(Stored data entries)
· · · · · · ·

PR #674, opened 2022-07-18
Adjust jobs for Reffy v8.0.0

tidoust:
This adjusts crawl, curation and clean jobs to account for post-processing modules introduced in Reffy v8.0.0.

The `csscomplete` post-processing module is run during the crawl because we created CSS patches and de-duplication logic with completed CSS extracts in mind. We could revisit that later on but that does not seem to be a priority.

The `idlparsed` and `idlnames` post-processing modules get run after IDL patches have been applied to generate the `idlparsed`, `idlnames`, and `idlnamesparsed` folders. These folders are no longer generated during the crawl, and thus no longer need to be monitored for things to clean (we'll still need to actually remove the folders from Git, I'll do it when first crawl with v8.0.0 of Reffy will have completed).

This update does not run the `events` post-processing module. To be included in #650 along with the patch mechanism for events.

The curation logic leverages Reffy's new ability to copy crawl results to another output folder. The whole logic could perhaps be further streamlined to call Reffy's `crawlSpecs` function only once, e.g. by running patch mechanisms as post-processing modules instead of treating them separately. That also does not seem to be a priority...


tidoust:
Tests fail on line endings in IDL extracts. I need to look into it. One day, I'll get that right :(

dontcallmedom (approved):

PR #682, opened 2022-07-23
Release PR: skip diff when npm package cannot be installed

tidoust:
The `@webref/events` package does not yet exist on NPM, and creating a release pull request for it would not work because first release needs to be manual. This update makes the release PR script skip the package when it cannot install a package.


tidoust:
Taking the liberty to merge to fix curation failures.

PR #713, opened 2022-08-25
Add patch for ed/css/mathml-core.json

dontcallmedom:
Patch CSS Extract from MathML Core


dontcallmedom:
(the remaining CI are errors are unrelated and should be fixed by #712)

PR #4873, opened 2022-04-28
api: fix the potential race problem

### LINKED ISSUE #4872: There might be a data race problem between API v2 and dashboard
## Bug Report
Both dashboard and API v2 will set the gin mode and read it when configuring the router. But the mode here is a global variable, so we need to use `once` to prevent it from being set twice.

rleungx:

Issue Number: Close #4872.

This PR uses `once` to prevent `mode` from being set twice.

```commit-message
```

### Check List

Tests

- Unit test

### Release note

```release-note
None
```

### DIFF
--- a/server/apiv2/router.go
+++ b/server/apiv2/router.go
@@ -39,6 +39,7 @@ const apiV2Prefix = "/pd/api/v2/"
 // NewV2Handler creates a HTTP handler for API.
 func NewV2Handler(_ context.Context, svr *server.Server) (http.Handler, server.ServiceGroup, error) {
 	once.Do(func() {
+		// See https://github.com/pingcap/tidb-dashboard/blob/f8ecb64e3d63f4ed91c3dca7a04362418ade01d8/pkg/apiserver/apiserver.go#L84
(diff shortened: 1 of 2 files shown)


lhy1024 (approved):

server/apiv2/router.go
```diff
@@ -34,7 +38,12 @@ const apiV2Prefix = "/pd/api/v2/"
 
 // NewV2Handler creates a HTTP handler for API.
 func NewV2Handler(_ context.Context, svr *server.Server) (http.Handler, server.ServiceGroup, error) {
-	gin.SetMode(gin.ReleaseMode)
+	once.Do(func() {
+		// These global modification will be effective only for the first invoke.
+		_ = godotenv.Load()
```
JmPotato, line 43: What's this for?

rleungx: Copied from the dashboard, I guess because it supports configuring the mode through environment variables.

AndreMouche (commented):
LGTM

JmPotato (approved):

PR #4896, opened 2022-05-06
server/scheduler/labeler: delete region rule instead of delete placement rule when region rule expired

### LINKED ISSUE #4895: region/labeler: shouldn't delete placement_rule when the label_rule expired
## Bug Report
It seems there is a bug that we remove the placement rule(`DeleteRule(id)`) instead of region_label(`DeleteRegionRule`).
[https://github.com/tikv/pd/blob/16bc5cd65175eb75f69eaa88d1d330c21adbb76c/server/schedule/labeler/labeler.go#L195-L197](https://github.com/tikv/pd/blob/16bc5cd65175eb75f69eaa88d1d330c21adbb76c/server/schedule/labeler/labeler.go#L195-L197)

The influence depend on the possibility that the  placement_rule shares the same key with the region_label.

AndreMouche:

Issue Number: Close #4895 

### Check List

Tests

- Unit test
- Integration test

### Release note

```release-note
None.
```

### DIFF
--- a/server/schedule/labeler/labeler.go
+++ b/server/schedule/labeler/labeler.go
@@ -193,7 +193,7 @@ func (l *RegionLabeler) getAndCheckRule(id string, now time.Time) *LabelRule {
 		return rule
 	}
 	if len(rule.Labels) == 0 {
-		l.storage.DeleteRule(id)
+		l.storage.DeleteRegionRule(id)
 		delete(l.labelRules, id)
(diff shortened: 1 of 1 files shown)


HunDunDM (approved):

rleungx (approved):
LGTM, except for the testing part.

disksing (approved):

PR #4907, opened 2022-05-07
test: fix data race in store limit test

### LINKED ISSUE #4906: Store Limit test happen Data race
### Which jobs are failing
[chunks (2)](https://github.com/tikv/pd/runs/6333649140?check_suite_focus=true#logs)

### CI link
https://github.com/tikv/pd/runs/6333649140?check_suite_focus=true

data race

CabinfeverB:

Issue Number: Close #4906

clone config

```commit-message
fix data race in store limit test
```

### Check List

Tests

- Unit test

### Release note

```release-note
None.
```


lhy1024 (approved):

rleungx:
Do other tests have this problem?

bufferflies (approved):

AndreMouche (approved):
LGTM, good catch!

CabinfeverB:
> Do other tests have this problem?

I found the trigger for the data race needs two conditions, the first is there is a point which is direct from `persistOptions` , the second is the need to use the Set method in the ` Server ` (the Set method in the ` Server ` will not Clone, `PersistOptions` will)

rleungx (approved):

PR #4927, opened 2022-05-12
server/cluster/cluster.go: use atomic for running check instead of sharing lock with all attributes

### LINKED ISSUE #4823: server/cluster/cluster.go: share the lock with all attribbutes for running is expensive
## Enhancement Task
The attribute `running ` shares the lock with other attributes in the `RaftCluster`, which is expensive, could we use `atomic.StoreInt64` instead similar with `Server.isServing`
[https://github.com/tikv/pd/blob/56a015c32925022cda9c803830c058916ca02d38/server/cluster/cluster.go#L405-L408](https://github.com/tikv/pd/blob/56a015c32925022cda9c803830c058916ca02d38/server/cluster/cluster.go#L405-L408)

ref `Server.IsClosed` [https://github.com/tikv/pd/blob/56a015c32925022cda9c803830c058916ca02d38/server/server.go#L494-L496](https://github.com/tikv/pd/blob/56a015c32925022cda9c803830c058916ca02d38/server/server.go#L494-L496)

e1ijah1:

Issue Number: Close #4823 

```commit-message
server/cluster/cluster.go: use atomic for running check instead of sharing lock with all attribbutes
```

### Check List

Tests

- Unit test

Code changes

- N/A

Side effects

- N/A

Related changes

- N/A

### Release note

```release-note
None
```

### DIFF
--- a/server/cluster/cluster.go
+++ b/server/cluster/cluster.go
@@ -119,7 +119,7 @@ type RaftCluster struct {
 	etcdClient *clientv3.Client
 	httpClient *http.Client
 
-	running            int64
+	running            atomic.Bool
 	meta               *metapb.Cluster
 	storeConfigManager *config.StoreConfigManager
 	storage            storage.Storage
@@ -291,8 +291,8 @@ func (c *RaftCluster) Start(s Server) error {
 	go c.runMinResolvedTSJob()
 	go c.runSyncConfig()
 	go c.runUpdateStoreStats()
-	atomic.StoreInt64(&c.running, 1)
 
+	c.running.Store(true)
 	return nil
 }
 
@@ -493,7 +493,7 @@ func (c *RaftCluster) runReplicationMode() {
 
 // Stop stops the cluster.
 func (c *RaftCluster) Stop() {
-	if !atomic.CompareAndSwapInt64(&c.running, 1, 0) {
+	if !c.running.CompareAndSwap(true, false) {
 		return
 	}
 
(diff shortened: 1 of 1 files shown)


server/cluster/cluster.go
```diff
@@ -464,16 +461,12 @@ func (c *RaftCluster) Stop() {
...
-	return c.running
+	return atomic.LoadInt64(&c.running) == 1
 }
 
 // Context returns the context of RaftCluster.
 func (c *RaftCluster) Context() context.Context {
-	c.RLock()
-	defer c.RUnlock()
-	if c.running {
+	if c.IsRunning() {
```
JmPotato, line 469: I'm worried that this may cause some unexpected panics. Since the PR makes the `c.running` become zero earlier than before. Would you like to take a deep dive into this to see if this will happen?

e11jah: I think it's ok. coz the context of the cluster is used for the `syncHistoryRegion` function, and if the `c.running` has been set to zero before canceling the context, it will not return the context. And if the context has been cancelled, the `RegionSyncer` will stop syncing historic regions.

JmPotato:
@AndreMouche PTAL, thx!

nolouch (commented):
I think `IsRunning` not in hotpath. cc @AndreMouche

server/cluster/cluster.go
```diff
@@ -112,7 +113,7 @@ type RaftCluster struct {
 	etcdClient *clientv3.Client
 	httpClient *http.Client
 
-	running            bool
+	running            int64
```
rleungx, line 116: How about using atomic bool?

rleungx:
Any update?

rleungx:
CI blocked by #5740

HunDunDM (approved):

PR #4928, opened 2022-05-12
*: add support for tiflash_mpp label/tiflash ReadNode

### LINKED ISSUE #4836: Support for Decouping of Compute and Storage of TiFlash

 The feature requests are from the **Decoupling of Compute and Storage for TiFlash**.
- [ ] Add new label for TiFlash ReadNode: Now the label of **TiFlash** is <engine, tiflash>, we need to to add a new lable <engine, mpp> for tiflash nodes which only used for MPP computation(aka ReadNode). And the region data will be stored in WriteNode.
- [ ] Add node cache information(like region cache), then TiDB use node information when dispatch MPPTask.

guo-shaoge:
Signed-off-by: guo-shaoge <shaoge1994@163.com>

Issue Number: Close #4836

```commit-message
*: add support for tiflash_mpp label/tiflash ReadNode
```
Make PD be compatible with new tiflash_mpp label(<engine, tiflash_mpp>).
### Check List

Tests

N/A

Code changes

N/A

Side effects

N/A

Related changes

N/A

### Release note

```release-note
None
```


server/schedulers/hot_region.go
```diff
@@ -472,6 +472,16 @@ func (bs *balanceSolver) tryAddPendingInfluence() bool {
 	if bs.best == nil || len(bs.ops) == 0 {
 		return false
 	}
+
+    // Because there is no region data on the TiFlash ReadNodes,
+    // so neither srcStore nor dstStore should be tiflash_mpp node.
+    if bs.best.srcStore.IsTiFlashMPP() || bs.best.dstStore.IsTiFlashMPP() {
+        log.Error("Got hot region(srcStore) in tiflash_mpp node or scheduling to tiflash_mpp node",
+            zap.Bool("srcStore is tiflash_mpp", bs.best.srcStore.IsTiFlashMPP()),
+            zap.Bool("dstStore is tiflash_mpp", bs.best.dstStore.IsTiFlashMPP()))
```
JmPotato, line 481: I think adding metrics here is better, just like line 486. A log is not that helpful and necessary.

guo-shaoge: I thinks it's ok to add metrics. But why logging is not helpful, we can check log to know this error situation?

server/schedulers/hot_region.go
```diff
@@ -472,6 +472,20 @@ func (bs *balanceSolver) tryAddPendingInfluence() bool {
 	if bs.best == nil || len(bs.ops) == 0 {
 		return false
 	}
+
+	// Because there is no region data on the TiFlash ReadNodes,
+	// so neither srcStore nor dstStore should be tiflash_mpp node.
+	if bs.best.srcStore.IsTiFlashMPP() {
+		schedulerCounter.WithLabelValues(bs.sche.GetName(), "tiflash-mpp-as-src-hot-store").Inc()
+		log.Error("tiflash_mpp node is source hot store, which is unexpected")
```
rleungx, line 480: prefer to remove thes logs

guo-shaoge: done

server/schedulers/hot_region.go
guo-shaoge: done

JmPotato (approved):

nolouch (commented):
Could you add some tests?

guo-shaoge:
> Could you add some tests?

Sorry for the late reply. The following cases are added:
1. testHotWriteRegionSchedulerSuite.TestWithTiFlashMPP: test hot_region_scheduler with tiflash_mpp nodes.
2. testClusterInfoSuite.TestEngineLabel: test if engine label is correct when `PutStore`
3. testClusterInfoSuite.TestRegionLabelIsolationLevel: isolation level of tiflash/tiflash_mpp will be ignored(see updateRegionsLabelLevelStats())

I'm writing more complicated cases using test-infra.

PR #4931, opened 2022-05-12
scheduler: support the hot-region-scheduler to generate multiple operators at the same time

HunDunDM:

Issue Number: Ref #4949 

Allows a solution to contain multiple Operators to expand the search set, guaranteeing that a better solution can be found in some cases.

### Check List

Tests

- Unit test

### Release note

```release-note
Optimized the search strategy of the balance-hot-region-scheduler.
```

### DIFF
--- a/server/schedulers/hot_region.go
+++ b/server/schedulers/hot_region.go
@@ -634,6 +634,7 @@ func (bs *balanceSolver) tryAddPendingInfluence() bool {
 		maxZombieDur = bs.sche.conf.GetStoreStatZombieDuration()
 	}
 
+	// TODO: Process operators atomically.
 	// main peer
 	srcStoreID := bs.best.srcStore.GetID()
 	dstStoreID := bs.best.dstStore.GetID()
--- a/server/schedulers/hot_region.go
+++ b/server/schedulers/hot_region.go
@@ -335,9 +335,9 @@ type solution struct {
 	region       *core.RegionInfo // The region of the main balance effect. Relate mainPeerStat. srcStore -> dstStore
 	mainPeerStat *statistics.HotPeerStat
 
-	dstStore        *statistics.StoreLoadDetail
-	revertRegions   []*core.RegionInfo // The regions to hedge back effects. Relate revertPeersStat. dstStore -> srcStore
-	revertPeersStat []*statistics.HotPeerStat
+	dstStore       *statistics.StoreLoadDetail
+	revertRegion   *core.RegionInfo // The regions to hedge back effects. Relate revertPeerStat. dstStore -> srcStore
+	revertPeerStat *statistics.HotPeerStat
 
 	cachedPeersRate []float64
 
@@ -375,8 +375,8 @@ func (s *solution) calcPeersRate(rw statistics.RWType, dims ...int) {
 	for _, dim := range dims {
 		kind := statistics.GetRegionStatKind(rw, dim)
 		peersRate := s.mainPeerStat.GetLoad(kind)
-		for _, revertPeer := range s.revertPeersStat {
-			peersRate -= revertPeer.GetLoad(kind)
+		if s.revertPeerStat != nil {
+			peersRate -= s.revertPeerStat.GetLoad(kind)
 		}
 		s.cachedPeersRate[dim] = peersRate
 	}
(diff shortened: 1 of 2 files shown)


nolouch:
ptal @lhy1024

server/schedulers/hot_region.go
```diff
@@ -497,8 +537,43 @@ func (bs *balanceSolver) solve() []*operator.Operator {
 				bs.cur.dstStore = dstStore
 				bs.calcProgressiveRank()
 				tryUpdateBestSolution()
+
+				if searchRevertRegions && (bs.cur.progressiveRank >= -1 && bs.cur.progressiveRank <= 0) &&
```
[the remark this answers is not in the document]
lhy1024: I think we should support rank1 later.

server/schedulers/hot_region.go
```diff
@@ -521,12 +561,52 @@ func (bs *balanceSolver) solve() []*operator.Operator {
...
 }
 
+func (bs *balanceSolver) allowSearchRevertRegions() bool {
+	// The next solve is allowed to search-revert-regions only when the following conditions are met.
+	// * No best solution was found this time.
+	// * The progressiveRank of the best solution is -1.
+	// * The best solution contain revert regions.
+	return bs.best == nil || bs.best.progressiveRank >= -1 || len(bs.best.revertRegions) > 0
+}
+
```
lhy1024, line 609: For the multi operator, pending should be the result of taking the absolute value.

server/schedulers/hot_region.go
```diff
@@ -1094,12 +1194,24 @@ func (bs *balanceSolver) buildOperators() (ops []*operator.Operator, infl *stati
...
+			currentOp, typ, err = createOperator(revertRegion, dstStoreID, srcStoreID)
+			if err != nil {
+				break
+			}
+			bs.decorateOperator(currentOp, true, targetLabel, sourceLabel, typ, dim)
+			ops = append(ops, currentOp)
+			for j, load := range bs.cur.dstPeersStat[i].Loads {
+				infl.Loads[j] += load
+			}
+			infl.Count++
```
bufferflies, line 1213: should we need keep the influence disappear by atomicity?

lhy1024 (approved):
When the resources are sufficient, the two branches of master and multiop behave similarly, and the solution can be found (split.qps-threshold=500) and there is almost no scheduling after stabilization, and there is still scheduling after the solution cannot be found (split.qps-threshold=3000) ; When resources are insufficient, the number of peak scheduling of multiop is more

server/schedulers/hot_region.go
```diff
@@ -1095,18 +1207,22 @@ func (bs *balanceSolver) buildOperators() (ops []*operator.Operator, infl *stati
...
-		infl = &statistics.Influence{
-			Loads: append(bs.cur.srcPeerStat.Loads[:0:0], bs.cur.srcPeerStat.Loads...),
-			Count: 1,
+		for _, revertRegion := range bs.cur.revertRegions {
+			currentOp, typ, err = createOperator(revertRegion, dstStoreID, srcStoreID)
+			if err != nil {
+				break
+			}
+			bs.decorateOperator(currentOp, true, targetLabel, sourceLabel, typ, dim)
+			ops = append(ops, currentOp)
```
nolouch, line 1218: I wonder if the `RandBuckets` in`waiting_operator` will be influenced. The `GetOperator` may only get first one operator and miss the second one.

server/schedulers/hot_region.go
```diff
@@ -329,10 +331,15 @@ func (h *hotScheduler) balanceHotWriteRegions(cluster schedule.Cluster) []*opera
...
-	srcPeerStat *statistics.HotPeerStat
-	region      *core.RegionInfo
-	dstStore    *statistics.StoreLoadDetail
+	srcStore     *statistics.StoreLoadDetail
+	region       *core.RegionInfo // The region of the main balance effect. Relate mainPeerStat. srcStore -> dstStore
+	mainPeerStat *statistics.HotPeerStat
+
+	dstStore        *statistics.StoreLoadDetail
+	revertRegions   []*core.RegionInfo // The regions to hedge back effects. Relate revertPeersStat. dstStore -> srcStore
+	revertPeersStat []*statistics.HotPeerStat
```
nolouch, line 340:
```suggestion
	revertPeersStat *statistics.HotPeerStat
```
I prefer it like this. if you want to support more operators, may also need to make `mainPeerStat` to `[]*statistics.HotPeerStat` in the future.

nolouch (commented):
rest LGTM

lhy1024 (approved):

nolouch (approved):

· · · · · · ·

### Prompt
Going through the entries, return every line holding the word "dims".

### Answer space
@@ -375,8 +375,8 @@ func (s *solution) calcPeersRate(rw statistics.RWType, dims ...int) {
 	for _, dim := range dims {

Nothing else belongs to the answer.